視点がコロコロして済まなんだ。
「はっ!?」
気がつくと、私は保健室のベッドで泳いでいた。どうなったの、あれ。え?? 一本角の化け物は!? みんなは!?
窓の外は真っ暗で何も見えなかった。窓も開けられない。痛いほどの静寂が辺りを包んでいた。
私は何かに突き動かされるように、再び保健室を飛び出した。
するとそこは、学校ではなく炎に巻かれた村だった。
振り返っても、保健室の扉はなかった。
「一体何が……! ここは……?」
燃え盛る村の畦道。
何となく見覚えのある景色だった。
何かに導かれるように、私は焼けた地面を歩き始めた。
向かうのは、この村で唯一燃え残っている納屋だ。
背中に走る忌避感とは裏腹に、自然と足が向かった。
ここには確か……。
ぎぃ……と、不気味な音を立てて納屋の扉が開いた。
建屋の中には、作業台が置かれていて、その上に一つだけ光る手鏡があるのが見えた。
私はそれを手に取った。心臓が砕け散りそうなほど鳴っている。
映っているのは――。
「思い出した?」
少女の声が聞こえた。
――ノイズ。
思い出した……。
私は、気が付くと、オリヴィアという女の子に憑依していたんだ。
閑散とした村で、唐突にオリヴィアという女の子の中にいる自分を自覚したのだった。それまで自分が何であったかも、朧気にしか覚えていなかった。
オリヴィアとの仲は良好だったと思う。
彼女が困ったときには、よく知恵を貸してあげていた。
オリヴィアの体を間借りしていると認識していたため、積極的に自分から動こうなどと思えず、彼女の人生を見守るつもりであった。
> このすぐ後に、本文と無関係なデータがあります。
PR #48, opened 2017-09-25
Fixes issue 47

ccluri:
Fixes failure when there are comments inside STATE defined in a mod file. Uses regular expressions now.

Also a verification of chanToTest from SUFFIX keyword and an error for when not a distributed mechanism - defined as per 9.2.1 The NEURON block in 'The Neuron Book', 2006


pgleeson:
Thanks for this @ccluri, looks good.

PR #50, opened 2017-10-06
Added support for the new optional include path in jNeuroML

rgerkin:
And I used it successfully [here](https://github.com/openworm/CElegansNeuroML/blob/sciunit/CElegans/pythonScripts/c302/notebooks/RunMuscleModel-SciUnit.ipynb).  

I also used my freshly compiled `pyneuroml/lib/jNeuroML-0.8.3-jar-with-dependencies.jar` but did not commit that here to avoid pushing big binary files.  Can I assume that the one in the upstream pyneuroml repo is basically the same (i.e. that it supports the -I flag)?  

If this pull request is accepted I may ask for another pypi release...


pgleeson:
@rgerkin Ok, have merged this and updated the jar to the very latest.
Note I changed the parameter name 'include' to 'paths_to_include' as it was a bit ambiguous otherwise...

rgerkin:
Thanks!  Please post something when 0.3.2 is on pypi so I can update my dependencies to get it there.

pgleeson:
Latest is on pypi.

PR #52, opened 2017-11-05
Add execute_command_in_dir_with_realtime_output.

lungd:
Print output of command during execution.
That change is pretty helpful for Sibernetic simulations.


pgleeson:
@lungd Looks useful. I'll try it out...

slarson:
Hi!  If we can get this merged, we can point at it directly in the new OpenWorm dockerfile, which would be helpful for communicating the latest version to the community.  Any chance we can do this soon?  Thanks.

PR #53, opened 2018-02-22
New fail on missing includes feature requiring new PyLEMS version

rgerkin:
This PR changes two files.  The change in pynml.py adds several new options to the LEMS files reading function.  It requires the recent changes in PyLEMS that require PyLEMS 0.4.9.1 which is not yet on PyPI.  When it is on PyPI, I will update the setup.py here to remove the github dependency, and change the requirement for PyLEMS to >=0.4.9.1.


pgleeson:
@rgerkin All the changes you need for this should be on the master branch now.

rgerkin:
OK, I think I see them.

PR #57, opened 2019-01-22
Python 2 fix

rgerkin:
There are some circumstances under which `print_comment` will fail in Python 2 due to some of the inputs not having the correct encoding.  Adding `from __future__ import unicode_literals` solved this problem, and has no effect in Python 3.  

There are also many other commits here, but all of them seem to already be on your master branch, with you as the author (presumably you squashed them together and became the author, or rewrote them).


pgleeson:
Thanks @rgerkin . Testing these along with a few other updates here: https://github.com/NeuroML/pyNeuroML/tree/development

rgerkin:
Cool; I see it's already merged there.  Close this one?

pgleeson:
Thanks @rgerkin. I believe some of the changes you made in these commits had to be manually tested/added, but others like https://github.com/NeuroML/pyNeuroML/commit/84b370d5bf9bd71c876d3496be833970ba9a478d are showing up as yours...

PR #69, opened 2021-01-29
[pynml-summary] check for arguments

sanjayankur31:
Otherwise, it crashes and gives a trace.
Also adds a short usage snippet.

### DIFF
--- a/pyneuroml/pynml.py
+++ b/pyneuroml/pynml.py
@@ -17,7 +17,7 @@ import sys
 import subprocess
 import math
 from datetime import datetime
-import text
+import textwrap
 
 from pyneuroml import __version__
 from pyneuroml import JNEUROML_VERSION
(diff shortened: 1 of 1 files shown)


pyneuroml/pynml.py
```diff
@@ -17,6 +17,7 @@
 import subprocess
 import math
 from datetime import datetime
+import text
```
pgleeson, line 20: What module is text from? Is it py3.9?

sanjayankur31:
Eh! Oo, that's `textwrap`! Should be fine for 2.7+. (I can't find docs on
why using `text` worked here at the moment)

pyneuroml/pynml.py
sanjayankur31: Corrected this now.

PR #75, opened 2021-02-10
Improve graph options

sanjayankur31:


sanjayankur31:
@pgleeson : I've limited "min" for minus/negative levels. Using "m" makes it rather complex since that could also be a GraphViz engine in the future.

pgleeson (approved):

PR #401, opened 2024-07-04
add downloads URL as biosimulations.submit_simulation_archive return value

stellaprins:
Small tweak so that I can fetch results from models ran remotely on biosimulators.


sanjayankur31:
Hi @stellaprins , thanks for that. I tweaked it a bit so that it returns all the URLs, not just the download URL:


https://github.com/NeuroML/pyNeuroML/commit/81abeea27b266a9c56320ecab3ed2d5b34638ca6

So one can now do:

```
res = submit_simulation_archive(..)
download_url = res["download"]
```

and so on.

sanjayankur31:
@all-contributors please add @stellaprins for code, ideas,

PR #405, opened 2024-07-16
feature/Added lighting

lej0hn:
Shading addition on meshes in the 3d visualization


sanjayankur31:
Hrm, something weird happens with this---the soma is no longer shown. This is without lighting:

image


This is with:

image


The soma cylider is missing (at least). Even on zooming in, it isn't there, so I don't think it's a case of it being in shadow:

image

lej0hn:
You were right, it had a few problems --it seems that it was caused by the InstancedShadingFilter. After changing to ShadingFilter, I believe it looks much better

sanjayankur31:
Cool, I'll test it out later. What's the difference between the two? It seems that `InstancedMeshFilter` should be the one to use---is this a vispy bug, or is it something to do with the way we're creating our meshes? Perhaps testing it out with a simple non-neuroml example just to check what's going on would be a good thing to do?

lej0hn:
yeh probably a good idea

lej0hn:
Hey @sanjayankur31, here I'm trying to move the light as the camera moves. The values of the light_dir seem to be changing normally, yet there is not change on the visualization. Do you have any ideas?

sanjayankur31:
I'm not entirely sure tbh. I found this issue on some digging which seems to do exactly what we want. Did you run into it yet?

https://github.com/vispy/vispy/issues/1479

lej0hn:
> I'm not entirely sure tbh. I found this issue on some digging which seems to do exactly what we want. Did you run into it yet?
> 
> [vispy/vispy#1479](https://github.com/vispy/vispy/issues/1479)

Not this specific issue but it seems that the solution is what they used in the shading example that I used too. So basically it looks the same with what I did. 

https://vispy.org/gallery/scene/mesh_shading.html

pyneuroml/plot/PlotMorphologyVispy.py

日々の水面や鏡を通したオリヴィアとの語らいで、「世の中には妖魔という人間の捕食者がいる」と、そんなことを聞いていたが、子供の親が幼子を危険から遠ざけるためのよくある脅し話としてしか認識していなかった。
ところがある日、村が妖魔の群れに襲われた時になって、ようやく本当の話だったということがわかった。
当時、妖魔に襲われそうになっていたオリヴィアの姉を、オリヴィアに代わり、知恵の限りを尽くして助けた。しかしその時に、私は力を使い果たして昏倒してしまったんだ。
そうして、せっかく助けたオリヴィアの姉は、自分が眠っている間に、半人半妖の身体を得てどこかに行ってしまった。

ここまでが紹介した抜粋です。